LS: This stuff happens online all the time; there are even social networking sites specifically on handcrafting, like Ravelry. But there’s a social component to going out and making it happen in an organic context like New York City, especially a place like Union Square where people are constantly coming and going. People stop and talk to you, trade stories, share knowledge. We bring the Lab out to the Union Square greenmarket and students just lure people in. Once we had a hearing impaired group come up to the Lab. So there I was trying to explain what we were doing, pointing to things, flailing around, and then all of a sudden one of my students walks up and starts signing. She knew Sign. I was so happy. We had another woman come over, she was from Algeria and she didn’t speak a lot of English, but we gave her a drop spindle. It was a top whirl spindle, and she was trying to spin with it, but we could tell she wasn’t that happy with what we’d handed her. Then we realized she was actually used to using a bottom whirl spindle, the kind that you spin near the ground. We also had a guy from Tibet come up and show the students how to spin on a stick, just a stick, probably like he’d been taught as a boy. Children also come over, especially at Union Square because they have all sorts of educational programs. It’s wonderful, a really nice inclusive moment for everyone.

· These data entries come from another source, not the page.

PR #8009, opened 2023-04-10
Nano: replace part of the pickle to json to avoid security issue

TheaperDeng:
## Description
replace part of the unnecessary usage of pickle to json to avoid security issue


rnwang04 (approved):
LGTM

PR #8014, opened 2023-04-10
Fix benchmark security issue brought by sql injection

HensonMa:
## Description
Currently, users have direct access to file `python/benchmark/run.py`. It allows them to pass arguments to change the SQL contents, some of which may do harm to the data. Hence, we test the method that moving the file to a inner secure repo and fetch it during benchmarking.


HensonMa:
APRT

TheaperDeng (approved):

PR #8017, opened 2023-04-11
[Nano] Support torch 2.0 in setup and action test

rnwang04:
## Description

Support torch 2.0 in setup and action test

### 1. Why the change?

Support torch 2.0 in setup and action test to provide new installation option for user and support more 2.0 related features in the future.

### 2. User API changes

No change.

### 3. Summary of the change 

- [x] upgrade action default python version (in pytorch action test) from 3.7 to 3.8.16 as torch 2.0 only support python 3.8 and higher versions
- [x] torch2.0 requires inc >= 2.1 and inc 2.1 has a little different API with inc 2.0
- [x] ipex 2.0 update the check for AVX2 instruction sets, add related avx2_checker
`SystemExit: ERROR! Intel® Extension for PyTorch* only works on machines with instruction sets equal or newer than AVX2, which are not detected on the current machine.`
- [x] PyTorch Lightning scheduler issue
`pytorch_lightning.utilities.exceptions.MisconfigurationException: The provided lr scheduler `LambdaLR` doesn't follow PyTorch's LRScheduler API. You should override the `LightningModule.lr_scheduler_step` hook with your own logic if you are using a custom LR scheduler.`
we can't fix it except we upgrade pytorch lightning. Just skip related tests now.
We may upgrade pytorch lightning in next PR and update related code later.

### 4. How to test?
- [x] Unit test

### 5. What to do after this PR
- Upgrade PyTorch-Lightning to 2.0.0
- check or report the AVX2 behaviour of ipex


.github/workflows/nano_unit_tests_pytorch.yml
```diff
@@ -189,6 +190,7 @@ jobs:
             bash python/nano/dev/build_and_install.sh linux default false ${requirements[0]} -f https://software.intel.com/ipex-whl-stable
             pip install ${requirements[1]}
           fi
+          pip install numpy==1.23.4
```
TheaperDeng, line 193: is `numpy>1.23.4` not supported by nano or any of its dependencies?

python/nano/src/bigdl/nano/utils/common/checker.py
```diff
@@ -62,3 +67,14 @@ def _avx512_checker():
...
     return cpuinfo.has_avx512
+
+
+def _avx2_checker():
+    # copied from https://github.com/intel/intel-extension-for-pytorch
+    try:
+        if compare_version("intel_extension_for_pytorch", operator.ge, "2.0.0"):
+            import intel_extension_for_pytorch._isa_help as isa
+            return isa._check_isa_avx2()
+    except SystemExit:
```
TheaperDeng, line 78: we may meet `ImportError` here for non-ipex users right? This may cause some minor issues for a non-AVX2 && non-ipex user

python/nano/src/bigdl/nano/utils/common/checker.py
```diff
@@ -16,6 +16,11 @@
 
 from importlib.util import find_spec
 from bigdl.nano.utils.common import CPUInfo
+import os
+import operator
+import subprocess
+from bigdl.nano.utils.common import invalidInputError
```
TheaperDeng, line 22: why we need `os`, `subprocess` and `invalidInputError`

python/nano/src/bigdl/nano/utils/common/checker.py
```diff
@@ -62,3 +67,14 @@ def _avx512_checker():
     '''
     cpuinfo = CPUInfo()
     return cpuinfo.has_avx512
+
+
+def _avx2_checker():
```
TheaperDeng, line 72: This checker is used to avoid avx2 checking issue involved by IPEX (since AVX2 is involved by [Haswell](https://en.wikipedia.org/wiki/Haswell_(microarchitecture)) processor in 2013, very few users are using previous products). Should we post an issue to IPEX team?

python/nano/test/run-nano-pytorch-ray-tests.sh
```diff
@@ -11,7 +11,10 @@ set -e
 echo "# Start testing"
 start=$(date "+%s")
 python -m pytest -s ${NANO_RAY_TEST_DIR}/test_ray_trainer.py ${NANO_RAY_TEST_DIR}/test_torch_nano_ray.py
-python -m pytest -s ${ANALYTICS_ZOO_ROOT}/python/nano/test/pytorch/tests/train/trainer/test_scale_lr.py -k 'ray'
+version=$(python -c "import torch;print(torch.__version__)")
+if [ ${version} != "2.0.0+cu117" ];then  # workaround as we have not upgrade pl
```
TheaperDeng, line 15: should we use sth similar to `startwith`?

python/nano/src/bigdl/nano/utils/common/checker.py
rnwang04: Just forget to delete them ：） Have fixed.

python/nano/src/bigdl/nano/utils/common/checker.py
rnwang04: Yeah, I will raise a related issue to IPEX team. But we still need this checker to avoid avx2 checking issue as least for ipex2.0 .

python/nano/src/bigdl/nano/utils/common/checker.py
rnwang04: Thanks for reminder! will add ImportError here : )

.github/workflows/nano_unit_tests_pytorch.yml
rnwang04: when numpy>1.23.4, ` np.bool `has been completely abandoned. However, inc has `np.bool` itself, so if numpy>1.23.4, we can't even import inc.

python/nano/test/run-nano-pytorch-ray-tests.sh
rnwang04: Done

TheaperDeng (approved):
LGTM

PR #8020, opened 2023-04-11
[PPML] Add MAA part in attestation document

xiangyuT:
## Description

Refine and add `How to use and configure attestation policy in Microsoft Azure Attestation (MAA) with AttestationCLI` in AttestationCLI document.


hzjane (approved):
LGTM

PR #8027, opened 2023-04-11
[Nano] Support `example_kwarg_inputs` for `jit.trace` when torch>=2.0

rnwang04:
## Description

Support `example_kwarg_inputs` paramter for `jit.trace` when torch>=2.0 to support more diverse input forms (especially when None is included in the input).

### 1. Why the change?

Fix issue8 of https://github.com/analytics-zoo/nano/issues/327.

### 2. User API changes

new paramater  `example_kwarg_inputs`  for `InferenceOptimizer.trace` and `InferenceOptimizer.quantize`.
```python
class JumpInputNet(nn.Module):
    def __init__(self):
        super().__init__()
        self.dense1 = nn.Linear(10, 1)
        self.dense2 = nn.Linear(10, 1)

    def forward(self, x1, x2=None, x3=None):
        if x3 is not None:
            return self.dense1(x1) + self.dense2(x3)
        else:
            return self.dense1(x1)

opt_model = InferenceOptimizer.trace(model, accelerator="jit",
                                     input_sample=None,
                                     example_kwarg_inputs={'x1':x1, 'x3':x3})
output1 = opt_model(x1, x3)
```

### 3. Summary of the change 

- expose new paramater  `example_kwarg_inputs`  for `InferenceOptimizer.trace` and `InferenceOptimizer.quantize`.
- related UT for `PytorchIPEXJITModel`, `PytorchIPEXJITBF16Model` and `PytorchJITINT8Model`

### 4. How to test?
- [x] Unit test
- [x] Local unit test

### DIFF
--- a/python/nano/src/bigdl/nano/deps/ipex/ipex_inference_model.py
+++ b/python/nano/src/bigdl/nano/deps/ipex/ipex_inference_model.py
@@ -15,13 +15,12 @@
 #
 
 from bigdl.nano.utils.pytorch import generate_channels_last_available,\
-    apply_proper_channels_last, transform_state_dict_to_dtype
+    apply_proper_channels_last, transform_state_dict_to_dtype, \
+    patch_attrs_from_model_to_object, jit_convert
 from bigdl.nano.pytorch.model import AcceleratedLightningModule
 from bigdl.nano.pytorch.context_manager import generate_context_manager
 from bigdl.nano.deps.ipex.ipex_api import ipex_optimize
 from bigdl.nano.utils.common import invalidInputError, compare_version
-from bigdl.nano.utils.pytorch import patch_attrs_from_model_to_object
-from bigdl.nano.utils.pytorch import transform_state_dict_to_dtype
 import operator
 import torch
 import copy
@@ -73,9 +72,9 @@ class PytorchIPEXJITModel(AcceleratedLightningModule):
                to load the compressed file if compression is set other than "fp32".
                Currently, "bf16" and "fp32"(default) are supported.
         :param example_kwarg_inputs: keyword arguments of example inputs that will be passed
-               to ``torch.jit.trace``. Default to None. Either this argument or input_sample
-               should be specified when use_jit is ``True`` and torch > 2.0,
-               otherwise will be ignored.
+               to ``torch.jit.trace``. Default to ``None``. Either this argument or
+               ``input_sample`` should be specified when ``use_jit`` is ``True`` and
+               torch > 2.0, otherwise will be ignored.
         """
         super().__init__(model)
         if from_load:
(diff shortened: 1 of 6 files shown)


python/nano/src/bigdl/nano/deps/ipex/ipex_quantization_model.py
```diff
@@ -52,6 +55,10 @@ def __init__(self, model: torch.nn.Module, calib_data, q_config=None,
         :param from_load: this will only be set by _load method.
         :param inplace: whether to perform inplace optimization. Default: ``False``.
         :param jit_strict: Whether recording your mutable container types.
+        :param example_kwarg_inputs: keyword arguments of example inputs that will be passed
```
MeouSker77, line 58: may change None, input_sample and use_jit to ` ``None`` `, ` ``input_sample`` ` and ` ``use_jit`` `

python/nano/src/bigdl/nano/pytorch/inference/optimizer.py
```diff
@@ -745,6 +746,12 @@ def quantize(model: nn.Module,
                                only valid when accelerator='onnxruntime' or accelerator='openvino',
                                otherwise will be ignored. If output_tensors=False, output of the
                                export model will be ndarray.
+        :param example_kwarg_inputs: a pack of keyword arguments of example inputs that will be
```
MeouSker77, line 749: Why this comment is different from others

python/nano/src/bigdl/nano/deps/ipex/ipex_inference_model.py
```diff
@@ -124,33 +129,68 @@ def __init__(self, model: torch.nn.Module, input_sample=None, use_ipex=False, dt
...
+                                        example_kwarg_inputs=example_kwarg_inputs)
+                                else:
+                                    self.model = torch.jit.trace(self.model, input_sample,
+                                                                 check_trace=False,
+                                                                 strict=jit_strict)
                             except Exception:
                                 self.model = torch.jit.script(self.model)
                         if self.use_ipex:
                             self.model = torch.jit.freeze(self.model)
             else:
```
MeouSker77, line 163: There is too much redundant code here.
For example, this `if` `else`  can be removed, you only need to remove line 128 and this `else` branch, then change line 130 to
```python
with torch.cpu.amp.autocast(enabled=dtype == torch.bfloat16):
```

python/nano/src/bigdl/nano/deps/ipex/ipex_inference_model.py
```diff
@@ -124,33 +129,68 @@ def __init__(self, model: torch.nn.Module, input_sample=None, use_ipex=False, dt
                 with torch.no_grad():
                     with torch.cpu.amp.autocast():
                         if self.jit_method == 'trace':
-                            self.model = torch.jit.trace(self.model, input_sample,
-                                                         check_trace=False,
-                                                         strict=jit_strict)
+                            if compare_version("torch", operator.ge, "2.0"):
```
MeouSker77, line 132: And I think you should define a new function to do jit trace instead of copy paste everywhere

MeouSker77 (approved):
others LGTM

python/nano/src/bigdl/nano/deps/ipex/ipex_quantization_model.py
rnwang04: Done

python/nano/src/bigdl/nano/deps/ipex/ipex_inference_model.py
rnwang04: Good suggestion, thanks! Have revised to this form.

python/nano/src/bigdl/nano/deps/ipex/ipex_inference_model.py
rnwang04: Good suggestion, thanks! Have revised to this form.

python/nano/src/bigdl/nano/pytorch/inference/optimizer.py
rnwang04: all ipex models have the same comment.

PR #8034, opened 2023-04-12
Orca: fix loading model without optimizer

hamham223:
### 1. Why the change?

Fix the issue when the model does not have an optimizer.

optimizer

### 2. How to test?

- [ ] Unit test


hamham223:
@sgwhat  Could you please take a look?

sgwhat (approved):
LGTM

PR #8035, opened 2023-04-12
[Nano] Support `**kwargs` for `AcceleratedLightningModule`/`OpenVINO`/`ONNXRuntime`

rnwang04:
## Description

Previously, both OpenVINO and ONNXRuntime optimized models did not support passing in keyword parameters, resulting in **inconsistent user behavior** when calling the accelerated model, such as `model(x1=x1, x2=x2)` and `opt_model(x1, x2)`.

This PR will enable the optimized models of OpenVINO and ONNXRuntime to also support keyword arguments.

### 1. Why the change?

Fix **issue2(missing kwargs which cause rewritten forward function)** of https://github.com/analytics-zoo/nano/issues/327

### 2. User API changes
After this PR, user can pass in keyword arguments for OpenVINO and ONNXRuntime optimized models(trace and quantize), below code takes OpenVINO fp32 as an example:
```python
class MultipleInputNet(nn.Module):
    def __init__(self):
        super().__init__()
        self.dense1 = nn.Linear(10, 1)
        self.dense2 = nn.Linear(10, 1)

    def forward(self, x1, x2):
        return self.dense1(x1) + 2 * self.dense2(x2)

net = MultipleInputNet()
x1 = torch.randn(32, 10)
x2 = torch.randn(32, 10)

ov_model = InferenceOptimizer.trace(net,
                                    accelerator="openvino",
                                    input_sample=(x1,x2))
with InferenceOptimizer.get_context(ov_model):
    output1 = ov_model(x1, x2).numpy()
    # keyword argument is supported now
    output2 = ov_model(x1, x2=x2).numpy()
    output3 = ov_model(x1=x1, x2=x2).numpy()
```

### 3. Summary of the change 
- Support `**kwargs` for `AcceleratedLightningModule`
- Support `**kwargs` for `OpenVINO`'s trace and quantize, related UT
- Support `**kwargs` for `ONNXRuntime`'s trace and quantize, related UT
- Support int and float input for ONNXRuntime, update related UT

### 4. How to test?
- [ ] Unit test


python/nano/src/bigdl/nano/deps/openvino/core/model.py
```diff
@@ -40,17 +40,22 @@ def on_forward_start(self, inputs):
         self._model_exists_or_err()
         return inputs
 
-    def forward_step(self, *inputs):
+    def forward_step(self, *inputs, **kwargs):
         flattened_inputs = []
         _flatten(inputs, flattened_inputs)
+        args_length = len(inputs)
+        if kwargs is not None and len(kwargs) > 0:
+            for arg in self.forward_args[args_length:]:
```
MeouSker77, line 48: maybe the `kwargs` contains the same argument as the `inputs`, I mean if the signature is `def forward(a, b, c)`, then user call `model(t1, t2, b=t3, c=t4)`, I think we should give an error in such case, not just ignore the `b=t3`.

python/nano/src/bigdl/nano/utils/pytorch/tensor_convert.py
```diff
@@ -0,0 +1,49 @@
...
+    return to_numpy(tensors)
+
+
+def cope_with_keyword_arguments(kwargs):
+    # inplace convert kwargs
+    for k in kwargs.keys():
+        if isinstance(kwargs[k], tuple):
+            kwargs[k] = numpy_to_tensors(kwargs[k])
+        if isinstance(kwargs[k], torch.Tensor):
+            kwargs[k] = kwargs[k].numpy()
```
MeouSker77, line 47: may change to `x.cpu().detach().numpy()` ?

MeouSker77 (approved):
others LGTM

python/nano/src/bigdl/nano/utils/pytorch/tensor_convert.py
rnwang04: done

python/nano/src/bigdl/nano/deps/openvino/core/model.py
rnwang04: Good catch, thanks! Have fixed this.

python/nano/src/bigdl/nano/deps/onnxruntime/core/onnxruntime_model.py
```diff
@@ -28,13 +28,13 @@ def __init__(self, onnx_filepath, session_options=None):
...
 
-    def forward_step(self, *inputs):
+    def forward_step(self, *inputs, **kwargs):
         '''
         This function run through the onnxruntime forwarding step
         '''
         flattened_inputs = []
         _flatten(inputs, flattened_inputs)
-        if len(self._forward_args) != len(flattened_inputs):
+        if len(kwargs) == 0 and len(self._forward_args) != len(flattened_inputs):
```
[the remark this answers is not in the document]
rnwang04: Have changed to the second way. thanks!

MC: What would you like to see markets like this become five, ten years down the line?
LS: In my world, I would love to see the market become more than just a greenmarket. To become more like a real marketplace, selling fabric, and handmade shoes, handmade kitchenware, a place of real material commerce in the sense of material goods (not just consumable produce). The market is becoming that way to a certain degree. Something really natural happens there where there’s this sort of bartering that occurs, and I think that’s so important. Like, “I have this, you have that, let’s trade” (the farmer does that with us, he gives us food and farms our land, he brings us bread from a guy at the market who he trades with). You have to produce in order to engage in that sort of economy, but again, a productive culture is a strong culture so it goes hand in hand.
Laura Sansone is an artist, designer, and adjunct professor at Parsons the New School for Design's School for Design Strategies.
Mae Colburn is an independent textile researcher based in New York City.